Bonnie Capistrano, who cheated on Tim Foyle with Dick (and some other frat guys), hires Veronica to find out who slipped her a RU-486 pill, which causes a miscarriage. She knows the father was either Tim or Dick, who called for a paternity test when he was asked if he could help pay for the abortion. Bonnie decided to keep it, though, after she received balloons and a note: “Congrats from grandma and grandpa,” which is somewhat of a feat since Mr. Ted Capistrano is a televangelist. Tim found out by way of balloons and offered any help possible. Bonnie doesn’t want Tim to know she is investigating him.

Phyllis, her best friend and roommate, didn’t like Tim at first (didn’t we all?!?!), but came around when Tim offered his support, including but not limited to giving her the What to Expect When You’re Expecting book. Veronica hacks (through a convoluted way of attaching a tiny camera; remember when she would just call for Mac’s help instead?) into Tim’s office computer, not only discovering he had visited the Neptune Women’s Clinic a few days back, but that he has investigative files on the Dean’s death. (Takes me back to the beautiful days of season one.) She doesn’t recognize one of the names, Anthony Martin, who was apparently an earwitness to the gunshot as he stumbled home drunk from the Pi Sig party that night. He tells Veronica he didn’t report it because he thought it was a suicide and he didn’t need another alcohol infraction… or want one, at least. As she leaves, however, he suddenly remembers that after he made it back to his room, he watched the 2:30 a.m. Space Ghost rerun. She figures it takes about ten minutes to walk from the Administration Building to his dorm, while on the sauce.
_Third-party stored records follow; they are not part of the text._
PR #607, opened 2026-04-23
Karen/opf

kar-m:


kar-m:
cactus download openai/privacy-filter --precision INT4
cactus build
CACTUS_OPF_MODEL=weights/privacy-filter tests/build/test_opf

PR #609, opened 2026-04-24
Sampler Bitmask v2

mhayes853:
Adds a bitmask parameter to sampling kernels/graph to enable structured generation.


ammesatyajit (approved):
reviewed on call with matthew, looks good

PR #624, opened 2026-05-04
Cross-framework INT8 op bench + hybrid INT8/FP16 decode kernel optimizations

ncylich:
## Summary

Four commits on top of \`v2\`:

1. **\`da99f6ce\` Add cross-framework int8 op benchmark suite** — five-graph deck (3 matmul shapes + prefill + hybrid decode) comparing cactus to ggml/llama.cpp, LiteRT, ExecuTorch, ONNX Runtime under matched precision and cold-cache pressure.

2. **\`851aa65f\` Trim non-essential comments from bench suite** — formatting only, 147 lines removed.

3. **\`727e7995\` Optimize hybrid INT8/FP16 decode attention kernel** — vdotq_s32 INT8 K dot path, deferred K scale (single fp32 mul/group via vmlaq_n_f32), 4-position K/V interleave, FP16 V block accumulator widened to FP32 every BLOCK_SIZE positions, light prefetch, stack scratch buffers. ~2× faster decode at every cache length, accuracy unchanged. Portable to any ARMv8.2-A+ \`+dotprod+fp16\` core.

4. **\`fe7b8b15\` Extend hybrid INT8/FP16 decode fast path to sliding-window attention** — the seq_len=1 fast path now handles windowed layers (Gemma-style 4:1 sliding/global pattern) by clamping kv iteration to \`[max(0, q_pos − window), q_pos+1)\`. Dispatcher gates the fast path on an unrolled cache (\`position_offset <= cache_len\`) so the streaming-LLM ring buffer's slot/abs divergence falls back safely to the general path. Bench gains \`--kv_heads\` / \`--head_dim\` flags for GQA/MQA configs; \`accuracy_test\` gains a rolled-cache regression sweep that locks in the invariant.

## Numbers

**Kernel-level (single-thread, default config q=kv=8, hd=128):**

| cache_len | v2 baseline | this branch | speedup |
|---|---|---|---|
| 128 | 31µs | 16µs | 1.94× |
| 256 | 52µs | 22µs | 2.36× |
| 512 | 102µs | 46µs | 2.22× |
| 1024 | 202µs | 90µs | 2.24× |
| 2048 | 400µs | 188µs | 2.13× |
| 4096 | 797µs | 416µs | 1.91× |

**End-to-end Gemma 4 E2B-it** (35 layers — 28 sliding window=512, 7 global; q=8, kv=1, hd=256), greedy decoding, max_tokens=512, 15 interleaved samples per kernel:

|  | this branch | v2 baseline |
|---|---|---|
| decode tok/s (mean) | 32.5 | 29.2 |
| decode tok/s (median) | 32.4 | 29.6 |
| stdev | 1.6 | 1.0 |

**Speedup: 1.10× (10%) [95% CI 7-13%], t = 6.2, p < 0.0001.**

## Accuracy

8 random seeds × 6 cache lengths × 3 regimes (no window / windowed unrolled / windowed rolled-cache):

| regime | max nrmse | pass |
|---|---|---|
| no window | 0.0043 | ✓ |
| sliding window=512, unrolled | 0.0043 | ✓ |
| sliding window=512, rolled (roll=128/512/2048) | 0.0041 | ✓ |

All under the 0.005 INT8 group=32 noise floor.

## Test plan

- [x] \`accuracy_test\` passes all three regimes locally
- [x] \`attn_bench --graphs attn_decode_cache --backends cactus\` matches the reported speedups across cache_len ∈ {128, 256, 512, 1024, 2048, 4096}
- [x] End-to-end Gemma 4 E2B-it with the engine's \`chat\` binary, greedy decode, 15 interleaved warm samples, p < 0.0001 vs v2 baseline
- [x] Output coherent (greedy generation produces non-degenerate text)
- [ ] Reviewer to spot-check the rolled-cache test reference vs the general-path masking semantics
- [ ] Reviewer to verify the dispatcher gate covers all paths (\`is_causal == false\`, prefill, GQA configurations)

### DIFF
--- a/cactus-kernels/src/attention.cpp
+++ b/cactus-kernels/src/attention.cpp
@@ -676,9 +676,9 @@ void cactus_attention_f16(
         });
 }
 
-// Decode-only specialization (seq_len=1, head_dim%32==0, quant_group_size=32, no
-// window, fully causal). Pre-quantizes Q to INT8 once per head, then uses
-// vdotq_s32 in K scoring — ~3× faster K dots than the FP16 FMA path.
+// Decode-only specialization. Pre-quantizes Q to INT8 once per head, then uses
+// vdotq_s32 in K scoring. Sliding-window only safe when the cache is unrolled
+// (slot index == absolute position); the dispatcher enforces this.
 static void cactus_attention_hybrid_int8_fp16_decode_dot(
     const __fp16* queries,
     const int8_t* keys_cached,
@@ -696,7 +696,8 @@ static void cactus_attention_hybrid_int8_fp16_decode_dot(
     size_t head_dim,
     float scale,
     size_t position_offset,
-    bool is_causal
+    bool is_causal,
+    size_t window_size
 ) {
     const size_t kv_seq_len = cache_len + new_len;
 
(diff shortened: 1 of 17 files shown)


ncylich:
Splitting into two MECE PRs: kernel-only and bench-only.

Keith drops by the O’Dells (apparently they only live ten blocks from each other) to ask Mindy about the Volvo situation. She claims she normally drives the minivan, but they had switched that day because she was going to be “out of town” and Cyrus needed the bigger vehicle to haul his son’s drum kit around. Some time later (in the week or day, I’m not sure and haven’t the energy to check), Mindy asks Keith to come over because an intruder is lurking downstairs (she brought her sons and herself to her bedroom). She didn’t call the sheriff because Keith is closer and more competent. He arrives just as the intruder makes it out with his wares: it’s Richard Grieco, Mindy’s ex-husband (Steve Batando)! He came over to take some stuff he was due after he was kidnapped for his bone marrow. His monthly payments stopped, as did the car payments (resulting in its repossession). Mindy lamely admits she couldn’t afford to after Cyrus died, which is why she hired Keith in the first place: to get the life insurance she was denied because it was ruled a suicide. (Mindy, why don’t you get a job? Apparently, you two crazy crackers met while Cyrus was your professor in graduate school or something or other, so I can’t imagine you are dumb as a brick, even though you are a slut.) Keith checks up on Gram, Cyrus’ son:

“What do you want?” the punk/goth/teen/person asks in a sadistic tone.
“Just checking to see if you’re okay.”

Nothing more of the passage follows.